Which lines run from the line with "(diff shortened: 1 of 5 files shown)" through the line with "- memset everything in" in the entries below? Print them exactly, both ends included, and nothing more.

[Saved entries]
========
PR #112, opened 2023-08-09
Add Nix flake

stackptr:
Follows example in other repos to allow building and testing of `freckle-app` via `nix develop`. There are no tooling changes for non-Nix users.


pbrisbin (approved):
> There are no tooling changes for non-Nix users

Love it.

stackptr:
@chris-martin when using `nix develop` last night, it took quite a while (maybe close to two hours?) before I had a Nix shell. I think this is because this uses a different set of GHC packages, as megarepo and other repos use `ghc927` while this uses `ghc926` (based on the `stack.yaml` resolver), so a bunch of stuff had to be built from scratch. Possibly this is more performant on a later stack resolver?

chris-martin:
========
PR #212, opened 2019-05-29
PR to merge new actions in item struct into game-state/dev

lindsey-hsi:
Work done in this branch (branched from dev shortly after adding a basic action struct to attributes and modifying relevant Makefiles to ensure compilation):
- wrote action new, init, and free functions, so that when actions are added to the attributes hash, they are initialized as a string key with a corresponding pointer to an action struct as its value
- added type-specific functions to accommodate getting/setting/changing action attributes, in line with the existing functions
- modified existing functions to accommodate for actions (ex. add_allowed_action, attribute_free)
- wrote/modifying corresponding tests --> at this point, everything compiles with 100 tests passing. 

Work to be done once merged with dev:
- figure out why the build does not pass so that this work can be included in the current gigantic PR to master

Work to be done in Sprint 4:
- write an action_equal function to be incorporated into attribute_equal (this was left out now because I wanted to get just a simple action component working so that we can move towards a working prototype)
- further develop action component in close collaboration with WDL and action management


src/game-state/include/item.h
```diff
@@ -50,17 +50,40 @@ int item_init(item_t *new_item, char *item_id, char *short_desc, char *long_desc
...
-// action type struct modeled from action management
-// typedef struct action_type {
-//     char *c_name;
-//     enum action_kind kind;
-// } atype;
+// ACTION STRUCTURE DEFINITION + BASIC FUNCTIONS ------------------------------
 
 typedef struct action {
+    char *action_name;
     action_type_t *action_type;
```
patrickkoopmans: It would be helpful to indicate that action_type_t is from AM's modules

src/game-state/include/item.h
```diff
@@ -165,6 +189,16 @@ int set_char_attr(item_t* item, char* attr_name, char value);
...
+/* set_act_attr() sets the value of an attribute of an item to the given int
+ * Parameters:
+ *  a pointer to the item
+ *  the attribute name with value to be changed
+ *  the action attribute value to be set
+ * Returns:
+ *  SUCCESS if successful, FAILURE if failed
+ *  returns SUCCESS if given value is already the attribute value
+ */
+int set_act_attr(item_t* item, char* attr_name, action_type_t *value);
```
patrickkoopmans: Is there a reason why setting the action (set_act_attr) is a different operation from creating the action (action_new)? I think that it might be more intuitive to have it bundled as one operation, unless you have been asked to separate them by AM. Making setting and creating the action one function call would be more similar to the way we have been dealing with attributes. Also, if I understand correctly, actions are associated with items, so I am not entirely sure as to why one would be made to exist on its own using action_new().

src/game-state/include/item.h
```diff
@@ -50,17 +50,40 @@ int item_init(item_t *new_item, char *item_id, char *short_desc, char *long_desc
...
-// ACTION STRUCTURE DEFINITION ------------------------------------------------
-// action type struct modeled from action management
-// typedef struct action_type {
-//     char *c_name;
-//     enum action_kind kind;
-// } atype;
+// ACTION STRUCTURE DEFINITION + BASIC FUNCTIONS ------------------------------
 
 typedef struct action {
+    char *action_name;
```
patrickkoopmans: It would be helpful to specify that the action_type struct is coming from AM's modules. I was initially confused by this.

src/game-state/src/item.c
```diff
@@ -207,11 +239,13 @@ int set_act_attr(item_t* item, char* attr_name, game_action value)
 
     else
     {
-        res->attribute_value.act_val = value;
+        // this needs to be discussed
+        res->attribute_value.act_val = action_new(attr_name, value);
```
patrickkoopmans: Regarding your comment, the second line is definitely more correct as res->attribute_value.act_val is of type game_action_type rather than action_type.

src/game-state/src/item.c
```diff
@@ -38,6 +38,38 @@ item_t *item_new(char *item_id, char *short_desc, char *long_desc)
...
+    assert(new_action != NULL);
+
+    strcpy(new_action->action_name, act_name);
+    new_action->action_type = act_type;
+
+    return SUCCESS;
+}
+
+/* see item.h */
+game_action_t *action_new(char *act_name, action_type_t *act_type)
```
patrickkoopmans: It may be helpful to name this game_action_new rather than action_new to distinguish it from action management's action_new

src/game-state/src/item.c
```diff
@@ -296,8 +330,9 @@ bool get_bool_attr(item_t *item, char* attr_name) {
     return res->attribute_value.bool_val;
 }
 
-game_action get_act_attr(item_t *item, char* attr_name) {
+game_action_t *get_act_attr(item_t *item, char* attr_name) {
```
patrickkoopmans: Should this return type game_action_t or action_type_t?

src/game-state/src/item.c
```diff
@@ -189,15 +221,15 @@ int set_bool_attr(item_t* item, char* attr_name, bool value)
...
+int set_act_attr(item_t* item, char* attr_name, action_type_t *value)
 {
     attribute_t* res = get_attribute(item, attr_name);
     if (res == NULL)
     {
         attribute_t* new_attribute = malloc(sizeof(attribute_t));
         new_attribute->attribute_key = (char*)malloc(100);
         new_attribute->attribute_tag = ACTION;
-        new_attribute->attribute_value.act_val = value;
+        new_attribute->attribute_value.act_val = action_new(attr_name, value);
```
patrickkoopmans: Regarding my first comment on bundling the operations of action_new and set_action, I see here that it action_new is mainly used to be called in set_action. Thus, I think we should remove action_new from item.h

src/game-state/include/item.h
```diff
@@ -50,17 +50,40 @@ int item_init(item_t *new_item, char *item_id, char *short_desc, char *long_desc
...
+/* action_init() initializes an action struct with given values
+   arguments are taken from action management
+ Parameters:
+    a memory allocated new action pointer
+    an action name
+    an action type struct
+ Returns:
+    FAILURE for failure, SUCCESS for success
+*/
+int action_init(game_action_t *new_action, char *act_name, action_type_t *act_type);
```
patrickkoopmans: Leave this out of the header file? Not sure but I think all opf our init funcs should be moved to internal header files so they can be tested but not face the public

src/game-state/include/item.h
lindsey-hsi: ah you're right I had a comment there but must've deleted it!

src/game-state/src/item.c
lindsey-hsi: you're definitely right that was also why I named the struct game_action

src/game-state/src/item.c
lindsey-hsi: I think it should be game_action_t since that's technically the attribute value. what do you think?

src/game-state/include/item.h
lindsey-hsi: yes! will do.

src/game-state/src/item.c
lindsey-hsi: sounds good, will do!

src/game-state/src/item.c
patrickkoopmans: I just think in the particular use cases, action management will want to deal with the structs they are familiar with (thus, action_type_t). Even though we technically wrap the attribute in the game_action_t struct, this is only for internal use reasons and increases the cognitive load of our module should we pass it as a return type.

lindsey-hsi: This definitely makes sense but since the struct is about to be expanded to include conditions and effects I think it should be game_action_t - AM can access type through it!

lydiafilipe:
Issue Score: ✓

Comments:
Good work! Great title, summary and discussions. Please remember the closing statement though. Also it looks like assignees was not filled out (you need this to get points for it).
========
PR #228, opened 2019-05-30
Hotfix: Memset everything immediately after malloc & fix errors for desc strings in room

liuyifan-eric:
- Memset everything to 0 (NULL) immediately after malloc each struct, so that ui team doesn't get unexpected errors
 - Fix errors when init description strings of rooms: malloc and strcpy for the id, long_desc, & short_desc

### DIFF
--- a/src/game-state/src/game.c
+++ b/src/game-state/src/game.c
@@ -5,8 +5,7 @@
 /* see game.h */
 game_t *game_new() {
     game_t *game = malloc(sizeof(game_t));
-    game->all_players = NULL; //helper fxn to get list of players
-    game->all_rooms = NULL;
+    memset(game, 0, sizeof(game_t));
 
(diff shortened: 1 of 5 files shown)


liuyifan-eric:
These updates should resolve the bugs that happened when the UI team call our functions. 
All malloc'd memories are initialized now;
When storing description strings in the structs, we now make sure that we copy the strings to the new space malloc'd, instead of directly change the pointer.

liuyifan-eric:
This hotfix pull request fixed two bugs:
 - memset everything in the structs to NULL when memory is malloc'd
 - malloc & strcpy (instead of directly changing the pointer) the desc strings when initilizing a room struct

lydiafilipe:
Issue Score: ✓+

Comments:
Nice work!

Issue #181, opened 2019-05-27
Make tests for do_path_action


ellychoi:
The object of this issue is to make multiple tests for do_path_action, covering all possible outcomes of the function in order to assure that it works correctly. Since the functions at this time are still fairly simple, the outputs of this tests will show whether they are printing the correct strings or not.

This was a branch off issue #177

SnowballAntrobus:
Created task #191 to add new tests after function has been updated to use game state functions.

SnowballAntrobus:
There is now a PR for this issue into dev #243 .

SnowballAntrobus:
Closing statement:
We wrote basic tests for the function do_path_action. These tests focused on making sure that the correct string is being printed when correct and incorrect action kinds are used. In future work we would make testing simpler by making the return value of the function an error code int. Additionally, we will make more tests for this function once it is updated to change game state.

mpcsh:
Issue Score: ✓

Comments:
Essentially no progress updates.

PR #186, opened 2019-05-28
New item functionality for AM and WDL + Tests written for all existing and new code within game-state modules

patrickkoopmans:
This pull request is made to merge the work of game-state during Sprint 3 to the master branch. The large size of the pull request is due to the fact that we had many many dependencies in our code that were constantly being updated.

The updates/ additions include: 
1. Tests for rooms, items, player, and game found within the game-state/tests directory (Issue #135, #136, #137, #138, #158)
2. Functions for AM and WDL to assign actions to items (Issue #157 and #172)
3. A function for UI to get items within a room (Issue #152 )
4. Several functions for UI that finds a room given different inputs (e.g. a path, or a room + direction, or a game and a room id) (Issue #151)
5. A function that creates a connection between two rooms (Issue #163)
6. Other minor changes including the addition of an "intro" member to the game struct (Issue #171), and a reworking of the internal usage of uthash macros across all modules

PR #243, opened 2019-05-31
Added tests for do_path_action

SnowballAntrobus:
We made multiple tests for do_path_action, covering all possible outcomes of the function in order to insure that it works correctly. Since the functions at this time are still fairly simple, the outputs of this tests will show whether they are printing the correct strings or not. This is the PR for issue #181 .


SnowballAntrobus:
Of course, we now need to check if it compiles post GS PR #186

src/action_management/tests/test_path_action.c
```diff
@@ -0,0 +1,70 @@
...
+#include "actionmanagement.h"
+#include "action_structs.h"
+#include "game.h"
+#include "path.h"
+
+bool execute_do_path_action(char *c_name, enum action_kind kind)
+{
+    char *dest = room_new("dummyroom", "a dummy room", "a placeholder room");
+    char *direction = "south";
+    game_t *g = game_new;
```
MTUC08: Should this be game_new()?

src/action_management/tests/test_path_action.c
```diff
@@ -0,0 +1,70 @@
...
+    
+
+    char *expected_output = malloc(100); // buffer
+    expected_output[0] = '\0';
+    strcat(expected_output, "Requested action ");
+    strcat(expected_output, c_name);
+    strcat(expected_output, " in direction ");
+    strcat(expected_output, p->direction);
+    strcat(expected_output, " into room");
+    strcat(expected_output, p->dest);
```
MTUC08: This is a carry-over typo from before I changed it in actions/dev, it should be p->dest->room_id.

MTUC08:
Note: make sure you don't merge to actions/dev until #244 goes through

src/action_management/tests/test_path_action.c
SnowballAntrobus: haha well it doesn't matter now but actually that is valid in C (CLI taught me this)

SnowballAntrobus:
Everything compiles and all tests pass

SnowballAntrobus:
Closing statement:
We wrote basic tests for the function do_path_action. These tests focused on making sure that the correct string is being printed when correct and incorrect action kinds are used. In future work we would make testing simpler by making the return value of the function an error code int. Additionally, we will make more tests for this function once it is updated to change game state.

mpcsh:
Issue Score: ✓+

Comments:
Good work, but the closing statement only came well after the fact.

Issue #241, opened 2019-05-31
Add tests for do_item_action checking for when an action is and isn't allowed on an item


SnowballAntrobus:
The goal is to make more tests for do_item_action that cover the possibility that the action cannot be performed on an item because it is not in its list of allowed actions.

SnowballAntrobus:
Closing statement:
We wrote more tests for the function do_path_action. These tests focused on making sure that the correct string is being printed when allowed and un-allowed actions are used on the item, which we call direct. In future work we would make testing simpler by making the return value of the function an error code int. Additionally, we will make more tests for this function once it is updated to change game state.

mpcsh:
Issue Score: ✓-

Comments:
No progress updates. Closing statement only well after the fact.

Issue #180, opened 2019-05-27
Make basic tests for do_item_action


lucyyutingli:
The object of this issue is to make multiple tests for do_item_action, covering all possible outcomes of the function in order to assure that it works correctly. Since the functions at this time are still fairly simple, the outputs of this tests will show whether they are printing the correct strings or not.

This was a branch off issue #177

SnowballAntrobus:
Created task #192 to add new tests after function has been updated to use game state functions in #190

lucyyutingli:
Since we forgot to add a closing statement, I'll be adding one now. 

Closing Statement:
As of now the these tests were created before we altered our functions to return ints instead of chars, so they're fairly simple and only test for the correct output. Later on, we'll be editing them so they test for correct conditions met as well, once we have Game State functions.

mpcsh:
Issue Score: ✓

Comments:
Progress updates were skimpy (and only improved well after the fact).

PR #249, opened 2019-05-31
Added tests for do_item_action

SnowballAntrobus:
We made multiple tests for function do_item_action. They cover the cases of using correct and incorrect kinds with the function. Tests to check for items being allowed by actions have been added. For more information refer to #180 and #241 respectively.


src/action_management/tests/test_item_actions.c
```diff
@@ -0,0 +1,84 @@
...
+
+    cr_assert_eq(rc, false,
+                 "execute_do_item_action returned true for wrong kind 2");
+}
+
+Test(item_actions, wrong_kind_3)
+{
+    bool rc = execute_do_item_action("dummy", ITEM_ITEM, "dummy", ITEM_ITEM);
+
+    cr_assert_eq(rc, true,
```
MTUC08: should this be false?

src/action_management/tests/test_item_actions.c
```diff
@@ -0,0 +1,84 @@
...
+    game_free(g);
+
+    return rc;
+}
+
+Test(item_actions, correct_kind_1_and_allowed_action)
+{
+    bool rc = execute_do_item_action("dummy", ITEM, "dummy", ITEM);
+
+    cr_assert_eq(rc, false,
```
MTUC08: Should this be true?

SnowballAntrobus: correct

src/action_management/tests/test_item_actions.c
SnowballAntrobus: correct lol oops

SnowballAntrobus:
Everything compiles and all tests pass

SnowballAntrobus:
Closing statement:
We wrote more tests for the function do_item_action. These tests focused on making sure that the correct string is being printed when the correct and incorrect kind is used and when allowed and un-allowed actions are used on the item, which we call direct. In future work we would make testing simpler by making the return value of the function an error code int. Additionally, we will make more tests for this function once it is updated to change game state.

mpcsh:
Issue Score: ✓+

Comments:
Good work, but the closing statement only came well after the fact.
========
YOUR RESPONSE
(diff shortened: 1 of 5 files shown)


liuyifan-eric:
These updates should resolve the bugs that happened when the UI team call our functions. 
All malloc'd memories are initialized now;
When storing description strings in the structs, we now make sure that we copy the strings to the new space malloc'd, instead of directly change the pointer.

liuyifan-eric:
This hotfix pull request fixed two bugs:
 - memset everything in the structs to NULL when memory is malloc'd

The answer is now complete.